§ Brief
Would you please transcribe, exactly as written, the lines of the entries below starting at the one that holds "PR #9474, opened 2025-12-09" and ending at the one that holds "- **Post-merge hook**", both included?

(Stored items)
• • • • •

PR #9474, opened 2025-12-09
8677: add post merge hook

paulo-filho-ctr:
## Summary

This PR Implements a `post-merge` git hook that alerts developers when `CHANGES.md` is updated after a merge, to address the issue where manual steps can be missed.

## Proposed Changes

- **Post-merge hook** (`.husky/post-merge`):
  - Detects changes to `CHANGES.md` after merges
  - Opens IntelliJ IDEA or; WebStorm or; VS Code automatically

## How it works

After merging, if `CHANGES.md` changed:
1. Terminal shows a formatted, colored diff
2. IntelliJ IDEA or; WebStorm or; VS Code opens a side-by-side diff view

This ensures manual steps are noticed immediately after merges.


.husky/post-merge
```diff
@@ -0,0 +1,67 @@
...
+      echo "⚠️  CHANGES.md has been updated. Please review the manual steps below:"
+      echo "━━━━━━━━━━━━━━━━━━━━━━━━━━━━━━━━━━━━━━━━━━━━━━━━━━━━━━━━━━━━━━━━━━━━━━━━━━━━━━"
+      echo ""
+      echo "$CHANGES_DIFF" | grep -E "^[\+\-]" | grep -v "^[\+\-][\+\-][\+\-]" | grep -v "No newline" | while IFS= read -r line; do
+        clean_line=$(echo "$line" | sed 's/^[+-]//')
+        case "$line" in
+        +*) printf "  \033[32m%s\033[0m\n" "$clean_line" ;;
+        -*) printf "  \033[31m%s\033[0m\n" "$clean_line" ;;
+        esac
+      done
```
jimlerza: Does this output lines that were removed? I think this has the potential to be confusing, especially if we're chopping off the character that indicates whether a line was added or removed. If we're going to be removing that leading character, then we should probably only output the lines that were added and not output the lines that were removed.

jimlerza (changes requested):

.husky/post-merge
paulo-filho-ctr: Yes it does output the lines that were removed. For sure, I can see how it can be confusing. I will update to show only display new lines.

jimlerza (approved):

• • • • •

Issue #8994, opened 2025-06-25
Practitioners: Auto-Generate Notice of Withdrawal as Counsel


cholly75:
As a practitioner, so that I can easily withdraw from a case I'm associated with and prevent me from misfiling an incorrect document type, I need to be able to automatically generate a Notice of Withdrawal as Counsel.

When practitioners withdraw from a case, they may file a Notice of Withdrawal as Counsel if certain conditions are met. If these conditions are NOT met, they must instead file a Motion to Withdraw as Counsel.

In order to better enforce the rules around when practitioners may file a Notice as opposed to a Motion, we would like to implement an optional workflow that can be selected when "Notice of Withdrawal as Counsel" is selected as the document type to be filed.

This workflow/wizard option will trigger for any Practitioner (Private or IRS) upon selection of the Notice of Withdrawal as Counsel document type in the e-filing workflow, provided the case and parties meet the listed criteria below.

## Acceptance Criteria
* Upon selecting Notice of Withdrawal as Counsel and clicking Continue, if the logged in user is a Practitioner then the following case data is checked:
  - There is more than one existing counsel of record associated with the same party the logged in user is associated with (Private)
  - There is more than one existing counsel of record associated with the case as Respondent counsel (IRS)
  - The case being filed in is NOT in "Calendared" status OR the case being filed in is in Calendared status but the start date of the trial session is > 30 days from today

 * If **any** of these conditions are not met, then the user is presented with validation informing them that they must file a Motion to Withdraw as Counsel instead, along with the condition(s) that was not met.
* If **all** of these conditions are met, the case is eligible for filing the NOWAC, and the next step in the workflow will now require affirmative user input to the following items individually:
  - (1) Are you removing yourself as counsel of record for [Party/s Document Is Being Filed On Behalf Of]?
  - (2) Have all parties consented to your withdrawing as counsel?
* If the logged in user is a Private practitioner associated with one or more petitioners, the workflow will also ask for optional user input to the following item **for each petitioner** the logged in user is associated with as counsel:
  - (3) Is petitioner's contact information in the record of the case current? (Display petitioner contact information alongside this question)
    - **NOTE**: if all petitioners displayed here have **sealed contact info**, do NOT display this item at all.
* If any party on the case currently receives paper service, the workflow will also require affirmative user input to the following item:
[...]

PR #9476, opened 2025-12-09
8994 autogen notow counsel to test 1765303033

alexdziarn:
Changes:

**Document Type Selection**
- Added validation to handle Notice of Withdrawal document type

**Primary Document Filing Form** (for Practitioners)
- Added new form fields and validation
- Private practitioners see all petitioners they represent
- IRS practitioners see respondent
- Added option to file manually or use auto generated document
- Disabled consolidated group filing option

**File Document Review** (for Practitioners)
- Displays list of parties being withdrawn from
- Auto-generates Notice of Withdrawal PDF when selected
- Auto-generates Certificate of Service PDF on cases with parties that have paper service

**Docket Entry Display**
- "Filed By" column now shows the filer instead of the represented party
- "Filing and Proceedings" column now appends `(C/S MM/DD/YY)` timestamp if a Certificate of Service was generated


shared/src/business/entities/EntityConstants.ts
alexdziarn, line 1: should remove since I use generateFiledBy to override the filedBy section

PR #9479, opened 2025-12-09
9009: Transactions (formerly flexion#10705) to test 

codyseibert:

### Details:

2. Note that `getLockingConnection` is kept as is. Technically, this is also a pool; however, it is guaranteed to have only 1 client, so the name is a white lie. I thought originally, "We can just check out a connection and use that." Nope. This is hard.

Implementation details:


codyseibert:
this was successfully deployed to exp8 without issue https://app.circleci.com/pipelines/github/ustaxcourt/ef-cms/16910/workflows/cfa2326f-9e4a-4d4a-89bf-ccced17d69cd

• • • • •

§ Written response
PR #9474, opened 2025-12-09
8677: add post merge hook

paulo-filho-ctr:
## Summary

This PR Implements a `post-merge` git hook that alerts developers when `CHANGES.md` is updated after a merge, to address the issue where manual steps can be missed.

## Proposed Changes

- **Post-merge hook** (`.husky/post-merge`):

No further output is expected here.